- **Material supplied**
☆ ☆ ☆ ☆

PR #3516, opened 2021-05-05
Correctly restore loop vars in View

lucatume:
- feat(v2/month) mobile messages below grid
- fix(V2/View.php) correctly restore the loop vars

Issue: https://theeventscalendar.atlassian.net/browse/ECP-466

This PR fixes the issue reported in the ticket and, potentially, another set of others.

The specific issues was caused by the fact that the form would set its `action` attribute to the current `$_SERVER['REQUEST_URI']` value.  
If the form shortcode came, in the HTML rendering order, **after** our shortcode (really **any** shortcode using a View), then that variable would have been altered in the context of the `View::setup_the_loop` method and, theoretically, restored after it.  

Since the `$_SERVER['REQUEST_URI']` variable was **not** restored correctly, the form, and in a similar way any other code rendering after a View and relying on the server request URI, would find the incorrect one.

[Screencap](https://www.dropbox.com/s/wv790tonpbg5b8e/Screen%20Recording%202021-05-05%20at%2015.05.07.mov?dl=0)

### DIFF
--- a/readme.txt
+++ b/readme.txt
@@ -223,7 +223,7 @@ Remember to always make a backup of your database and files before updating!
 
 = [5.6.1] TBD =
 
-
+* Fix - Resolve conflicts with Gravity Forms plugin that would prevent correct submission of forms data. [ECP-466]
 
 = [5.6.0] 2021-04-29 =
 
--- a/src/Tribe/Views/V2/View.php
+++ b/src/Tribe/Views/V2/View.php
@@ -1004,8 +1004,8 @@ class View implements View_Interface {
 		global $wp_query;
 
 		$this->global_backup = [
-			'wp_query'   => $wp_query,
-			'$_SERVER'   => isset( $_SERVER ) ? $_SERVER : []
+			'globals::wp_query'   => $wp_query,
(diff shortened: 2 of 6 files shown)


tests/views_integration/Tribe/Events/Views/V2/Views/Latest_Past_ViewTest.php
```diff
@@ -10,6 +10,13 @@
 class Latest_Past_ViewTest extends ViewTestCase {
 	use With_Post_Remapping;
 
+	/**
```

☆ ☆ ☆ ☆

- **Your goal**
If a line in the records contains "rendering", report it.

- **Your solution**
If the form shortcode came, in the HTML rendering order, **after** our shortcode (really **any** shortcode using a View), then that variable would have been altered in the context of the `View::setup_the_loop` method and, theoretically, restored after it.  
Since the `$_SERVER['REQUEST_URI']` variable was **not** restored correctly, the form, and in a similar way any other code rendering after a View and relying on the server request URI, would find the incorrect one.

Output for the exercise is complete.